━━━ DATA SHOWN ━━━

PR #9, opened 2015-03-20
Turn off ldconfig (#1204031)

bcl:
We don't need to update ldconfig when running the boot.iso, disable it
to speed up the boot.

(cherry picked from commit c4c90e0b5ee1f3684cd4beed4f0b935570f897b1)


bcl:
Further experimentation revealed that this causes libedit to crash. So it needs ld.so.conf (master should probably revert the version of this and add ld.so.conf too)

vpodzime:
I'm not much happy about the evolution of this, but it seems like we cannot do any better. The change looks good to me.

PR #12, opened 2015-03-24
Check that the transaction process is still alive

vpodzime:
If it terminates really badly (e.g. with SIGSEGV), it doesn't report any error,
just doesn't put anything to the queue. So instead of just blindly waiting on
the queue forever, check that the process is still alive if we don't get any
message in long time interval.


vpodzime:
Pushed.

PR #14, opened 2015-04-02
Include cryptsetup in the image (#1208214)

bcl:
blivet dropped its requirement on cryptsetup, but fedup needs it in the
upgrade.img and it is useful for rescue mode so add it back.


AdamWill:
FWIW rescue mode actually works OK without this - it can mount encrypted installs, at least, as it uses blivet to do it. Once you have the installed system mounted you can use the cryptsetup it contains.

If for whatever reason you wanted to set up or manipulate an encrypted device from the rescue environment yourself using the cryptsetup tools, though, you could not.

This should certainly fix the upgrade.img case, though - I don't know whether this is the most-correct way to do it or not, but it should certainly work, so +1 from me for that.

PR #15, opened 2015-04-09
Added Sphinx Documentation

bcl:
Run 'make docs' to update the apidocs.


docs/index.rst
```diff
@@ -0,0 +1,27 @@
+.. src documentation master file, created by
+   sphinx-quickstart on Wed Apr  8 13:46:00 2015.
+   You can adapt this file completely to your liking, but it should at least
+   contain the root `toctree` directive.
+
+Welcome to src's documentation!
```
vpodzime: Do we really want this in the index?

vpodzime:
Other than the question/comment above this looks good to me.

docs/index.rst
bcl: oops, missed a spot. that's what happens when you don't give it a proper name when you run the first pass.

bcl:
pushed

PR #16, opened 2015-04-13
Make 64-bit kernel on 32-bit firmware work for x86 efi machines

vathpela:
This enables Baytrail and similar atom CPUs that typically ship with a
32-bit firmware, but have a 64-bit capable CPU.

(This patch requires a newer shim package that is not ready yet, so don't pull this yet.)

Signed-off-by: Peter Jones <pjones@redhat.com>


vpodzime:
Looks good to me to the extent I understand what it does. :)

lwahonen:
Was this abandoned eventually?

PR #18, opened 2015-05-07
Make sure openssh-clients is installed (#1219398)

bcl:
It used to be pulled in by a dependency, which went away. It should be
explicitly installed.


dashea:
Looks fine

PR #35, opened 2015-08-04
Return the output from failed commands in CalledProcessError

bcl:
Some callers expect CalledProcessError.output to have the output, so
pass up the stdout + stderr output.

This means failed runcmd template commands will log to program.log and
lorax.log


dashea:
Looks fine to me

vpodzime:
Very nice line of Python! :)

bcl:
> Very nice line of Python! :)

yeah, yeah, I'm now used to the X or Y shorthand. Still not going to embed if/else though :)

PR #36, opened 2015-08-04
Add a default vconsole.conf to the boot.iso

bcl:


share/config_files/common/vconsole.conf
```diff
@@ -0,0 +1,2 @@
+KEYMAP=us
+FONT=eurlatgr
```
vpodzime: Why this font? I remember using ``latarcyrheb`` in anaconda by default.

M4rtinK: Also with https://github.com/rhinstaller/anaconda/commit/515f0679276369713eaed7d33f86904f9fb062db there should always be a correct font set for the currently selected language. So isn't this change redundant ?

bcl:
This is for the default console font at boot time, and is related to https://fedoraproject.org//wiki/Changes/NewDefaultConsoleFont

Which isn't working right in f23/rawhide. Run 'setfont eurlatgr' and you'll see the font shift. adamw has tested this and confirmed that it fixes the problem.

vpodzime:
Thanks for the explanation! Looks good to me then.

bcl:
pushed.

PR #40, opened 2015-08-13
Change default releasever to 7 (#1253242)

bcl:
7 is more generic than 7.0 and doesn't need to be changed for each
release.

Resolves: rhbz#1253242


vpodzime:
Looks good to me too.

━━━

## WHAT YOU NEED TO DO
Transcribe the data above exactly as it reads.

## RESPONSE TO THE EXERCISE
PR #9, opened 2015-03-20
Turn off ldconfig (#1204031)

bcl:
We don't need to update ldconfig when running the boot.iso, disable it
to speed up the boot.

(cherry picked from commit c4c90e0b5ee1f3684cd4beed4f0b935570f897b1)


bcl:
Further experimentation revealed that this causes libedit to crash. So it needs ld.so.conf (master should probably revert the version of this and add ld.so.conf too)

vpodzime:
I'm not much happy about the evolution of this, but it seems like we cannot do any better. The change looks good to me.

PR #12, opened 2015-03-24
Check that the transaction process is still alive

vpodzime:
If it terminates really badly (e.g. with SIGSEGV), it doesn't report any error,
just doesn't put anything to the queue. So instead of just blindly waiting on
the queue forever, check that the process is still alive if we don't get any
message in long time interval.


vpodzime:
Pushed.

PR #14, opened 2015-04-02
Include cryptsetup in the image (#1208214)

bcl:
blivet dropped its requirement on cryptsetup, but fedup needs it in the
upgrade.img and it is useful for rescue mode so add it back.


AdamWill:
FWIW rescue mode actually works OK without this - it can mount encrypted installs, at least, as it uses blivet to do it. Once you have the installed system mounted you can use the cryptsetup it contains.

If for whatever reason you wanted to set up or manipulate an encrypted device from the rescue environment yourself using the cryptsetup tools, though, you could not.

This should certainly fix the upgrade.img case, though - I don't know whether this is the most-correct way to do it or not, but it should certainly work, so +1 from me for that.

PR #15, opened 2015-04-09
Added Sphinx Documentation

bcl:
Run 'make docs' to update the apidocs.


docs/index.rst
```diff
@@ -0,0 +1,27 @@
+.. src documentation master file, created by
+   sphinx-quickstart on Wed Apr  8 13:46:00 2015.
+   You can adapt this file completely to your liking, but it should at least
+   contain the root `toctree` directive.
+
+Welcome to src's documentation!
```
vpodzime: Do we really want this in the index?

vpodzime:
Other than the question/comment above this looks good to me.

docs/index.rst
bcl: oops, missed a spot. that's what happens when you don't give it a proper name when you run the first pass.

bcl:
pushed

PR #16, opened 2015-04-13
Make 64-bit kernel on 32-bit firmware work for x86 efi machines

vathpela:
This enables Baytrail and similar atom CPUs that typically ship with a
32-bit firmware, but have a 64-bit capable CPU.

(This patch requires a newer shim package that is not ready yet, so don't pull this yet.)

Signed-off-by: Peter Jones <pjones@redhat.com>


vpodzime:
Looks good to me to the extent I understand what it does. :)

lwahonen:
Was this abandoned eventually?

PR #18, opened 2015-05-07
Make sure openssh-clients is installed (#1219398)

bcl:
It used to be pulled in by a dependency, which went away. It should be
explicitly installed.


dashea:
Looks fine

PR #35, opened 2015-08-04
Return the output from failed commands in CalledProcessError

bcl:
Some callers expect CalledProcessError.output to have the output, so
pass up the stdout + stderr output.

This means failed runcmd template commands will log to program.log and
lorax.log


dashea:
Looks fine to me

vpodzime:
Very nice line of Python! :)

bcl:
> Very nice line of Python! :)

yeah, yeah, I'm now used to the X or Y shorthand. Still not going to embed if/else though :)

PR #36, opened 2015-08-04
Add a default vconsole.conf to the boot.iso

bcl:


share/config_files/common/vconsole.conf
```diff
@@ -0,0 +1,2 @@
+KEYMAP=us
+FONT=eurlatgr
```
vpodzime: Why this font? I remember using ``latarcyrheb`` in anaconda by default.

M4rtinK: Also with https://github.com/rhinstaller/anaconda/commit/515f0679276369713eaed7d33f86904f9fb062db there should always be a correct font set for the currently selected language. So isn't this change redundant ?

bcl:
This is for the default console font at boot time, and is related to https://fedoraproject.org//wiki/Changes/NewDefaultConsoleFont

Which isn't working right in f23/rawhide. Run 'setfont eurlatgr' and you'll see the font shift. adamw has tested this and confirmed that it fixes the problem.

vpodzime:
Thanks for the explanation! Looks good to me then.

bcl:
pushed.

PR #40, opened 2015-08-13
Change default releasever to 7 (#1253242)

bcl:
7 is more generic than 7.0 and doesn't need to be changed for each
release.

Resolves: rhbz#1253242


vpodzime:
Looks good to me too.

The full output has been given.